This is a model clause for a shareholder's agreement addressing Right of First Refusal. If a shareholder wishes to sell shares, the company will be given notice and has the right to buy the shares during a certain limited time period. Adapt to fit your circumstances.

The Maryland Right of First Refusal Clause for Shareholders' Agreement is an essential provision that governs the transfer of shares in a Maryland corporation. This clause grants existing shareholders the primary opportunity to purchase shares before they are offered to third parties, ensuring that the ownership remains within the current shareholder base. In Maryland, there are different types of Right of First Refusal Clauses that can be included in a Shareholders' Agreement. These include the Preemptive Right of First Refusal, Right of First Offer, and the Co-Sale Right of First Refusal. The Preemptive Right of First Refusal empowers existing shareholders to purchase a pro rata portion of any new shares issued by the corporation. This allows shareholders to maintain their current ownership percentage and protects them from potential dilution caused by the issuance of additional shares.

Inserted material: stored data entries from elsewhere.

Issue #99, opened 2018-08-09
Editable HTML view master issue.


etoledom:
This issue is meant to track progress on the `Editable HTML view` feature:

- [x] Make html view editable. #94 
- [x] Parse existing Gutenberg blocks from html to blocks. #100 
- Fix html `InputView` UX on Android. (#118)
  - It is shown scrolled to the bottom.
  - On focus, it will always scroll to the bottom.
  - When is empty, the cursor is at the middle of the screen.

etoledom:
Moved the InputView UX issues to its own issue #118

etoledom:
It's ready!
ref: #119

PR #100, opened 2018-08-10
Parse html into known blocks

etoledom:
Part of #99

This PR adds the ability of parsing the html string in the html view back into blocks.

For simplicity, the current implementation will just parse the known blocks, and anything that is outside of those blocks will be ignored.

An example on iOS:

parsing_ios

On Android, this currently won't work, but this issue was taken care of by #95. I tested a fast merge and it works:

parse_html_android

----

There are many details I wasn't sure about, I chose the simplest solutions for all of them, but I hope this PR is a good place to discuss them. The most important ones are:

* The only way to modify blocks is with a redux action.

The current reducer seems to me that is meant for actions over a single block, but the `parse` action will regenerate the whole list of blocks.

I was tempted to create another reducer specifically for parser, but it immediately made this implementation (and PR) grow on complexity, so I opted to add an extra action to the current reducer.

* HTML InputView content as part of the component state.

An interesting question I had was where to keep the state of the text that the user is editing.
My first test was to store it as part of the component state (as the [example](https://facebook.github.io/react-native/docs/textinput.html) shows), but for each time the state changes, a new instance of the view is created. This makes the whole UX very bad when editing on a scrolled position.

I also though about the redux store, but I wasn't sure about it and it was more complex than the next option.

I opted to simply store the edited text in a variable.


src/store/reducers/index.js
```diff
@@ -108,6 +108,10 @@ export const reducer = (
 			blocks.splice( index, 1 );
 			return { blocks: blocks, refresh: ! state.refresh };
 		}
+		case ActionTypes.BLOCK.PARSE: {
+			const parsed = action.parse(action.payload)
+			return { blocks: parsed, refresh: state.refresh };
```
gziolo: Why not import `parse` in this file instead of passing it down every time you want to use it?

gziolo: The whole idea of using Redux store is to take advantage of immutability. when you update reference to the `blocks`, you can treat it as an indicator if something has changed. This makes usage of `refresh` boolean flag obsolete as it tracks the state which can be derived from `blocks`.

src/store/actions/index.js
```diff
@@ -37,3 +37,10 @@ export const deleteBlockAction: BlockActionType = uid => ( {
 	type: ActionTypes.BLOCK.DELETE,
 	uid: uid,
 } );
+
+export const parseBlocksAction: BlockActionType = (payload, parser) => ( {
+	type: ActionTypes.BLOCK.PARSE,
+	uid: '',
```
gziolo: `uid` can be removed, it is never used. When parsing blocks from HTML you can get multiple blocks and as far as I see, it replaces all content.

src/block-management/block-manager.js
```diff
@@ -178,8 +207,9 @@ export default class BlockManager extends React.Component<PropsType, StateType>
 				<TextInput
 					multiline
 					numberOfLines={ 0 }
-					style={ styles.htmlView }>
-					{ this.serializeToHtml() }
+					style={ styles.htmlView }
+					onChangeText={ ( html ) => this.props.html = html }>
```
gziolo: You should never mutate `props`, you should track changes to `html` in `state`. In this case, you rather should pass down callback to this component which will update `html` outside.

src/block-management/block-manager.js
```diff
@@ -44,6 +51,10 @@ export default class BlockManager extends React.Component<PropsType, StateType>
 		};
 	}
 
+	componentDidMount() {
+		this.serializeToHtml();
```
gziolo: This function returns string, so it should be assigned to a variable.

src/store/reducers/index.js
etoledom: The idea was to avoid a hard coded dependency.
But for simplicity I'd agree that it would be better to import it directly. 👍

src/block-management/block-manager.js
etoledom: This was an experiment and I forgot to remove it 😞 
Thanks for catching it!

src/block-management/block-manager.js
etoledom: My original idea was to keep track of the `html` updates in a simple property `this.html`, but I kept getting a `flow` warning about it not being part of the `BlockManager` type.

I tried to add it as part of the component `state` but on every update, the InputView is reloaded and it feels weird from a UX point of view (but it works).

What would be the advantage of lifting the `html` state up vs keeping it in the component's state?

src/store/actions/index.js
etoledom: If I remove `uid`, `flow` gets angry saying that `'uid' is missing in object literal`, since `BlockActionType` expects a `uid` property.
That's one reason why I thought that a new reducer operating in the same store might be a good idea.

Instead, I'm inclined to define a `ParseActionType` to keep it simple, remove `uid` and keep `flow` happy.

src/store/reducers/index.js
etoledom: So, we should remove `refresh` from the store, right?
In that case I'd prefer to do that on a separate PR.

@hypest or @mzorz might know why it was necessary to add it?

src/block-management/block-manager.js
etoledom: I also tried what is described [here (lifting state up)](https://reactjs.org/docs/lifting-state-up.html#lifting-state-up), but the jumpiness remains.

mzorz:
Tests are failing but they're passing for me locally when running `yarn test` 🤔

hypest:
> Tests are failing but they're passing for me locally when running yarn test 🤔
FWIW, the tests fail for me locally with the same errors seen on Travis. cc @mzorz

etoledom:
I got the same tests error locally when I updated the branch from master, it was solved when I run `git submodule update`.

src/store/reducers/test.js
```diff
@@ -4,6 +4,9 @@
 
 import { reducer } from './';
 import * as actions from '../actions/';
+import { registerCoreBlocks } from '@gutenberg/core-blocks';
+
+registerCoreBlocks()
```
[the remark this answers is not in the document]
etoledom: I was following the example from `block-parser-code.test.js` and the others, but if it makes more sense to put them in the test case itself, no problem!

What it feels weird to me is that we are testing parsing two times, one from the `parse` function directly and other from the redux action indirectly. Maybe we can find a way to do it just once.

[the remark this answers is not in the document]
mzorz: hi! - I just moved a similar case to `beforeAll()` as per https://github.com/wordpress-mobile/gutenberg-mobile/pull/88/files/e55637838c3f16fefc5ef8de028855ebeaac209f#r209576735  in commit https://github.com/wordpress-mobile/gutenberg-mobile/commit/a04c5e90a381dee1f1fcdffb9f34ca537494749a  - wdyt?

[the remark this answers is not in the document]
etoledom: Sounds good! I'll go for it. Thank you

etoledom:
@mzorz I pushed a couple more commits. I hope those handle your comments :)

About the tests, I think I merged wrongly the reference to the `gutenberg` project and that's why the tests keep failing. I'm looking into it

mzorz:
Very nice @etoledom ! 🙇  been testing it quite a bit today

> On Android, this currently won't work, but this issue was taken care of by #95. I tested a fast merge and it works:

Given #95 has been closed without merging, due to a better solution to our specific case having been found in #108, I think we still need to address this here. Knowing this might be a bit too much to ask for to do in this PR alone, I went ahead and tried something on my own in #116 (I just didn't feel suggesting something without making sure it would work first was good enough, and so I ended up with a PR 😄).

Hope that's alright! Please feel free to comment / indicate otherwise. Ccing @hypest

The Right of First Offer grants existing shareholders the initial opportunity to purchase shares that a shareholder intends to sell. The shareholder looking to sell must first provide a formal offer to the other shareholders, who then have the right to accept or decline the offer. This clause ensures that shareholders have an opportunity to maintain their ownership interests by giving them the first chance to acquire any offered shares. The Co-Sale Right of First Refusal, also known as the Tag-Along Right, gives minority shareholders the right to join in the sale and transfer of shares when a majority shareholder intends to sell their stake to a third party. The minority shareholder can then sell their shares on the same terms and conditions as offered to the majority shareholder. This clause protects minority shareholders from being left behind during a significant ownership change and enables them to maintain their proportional ownership. It is important to note that each type of Maryland Right of First Refusal Clause may have specific provisions and nuances, which can vary depending on the shareholders' agreement and the specific requirements of the corporation. These clauses are often included to protect the interests of shareholders and maintain stability within the ownership structure of a Maryland corporation.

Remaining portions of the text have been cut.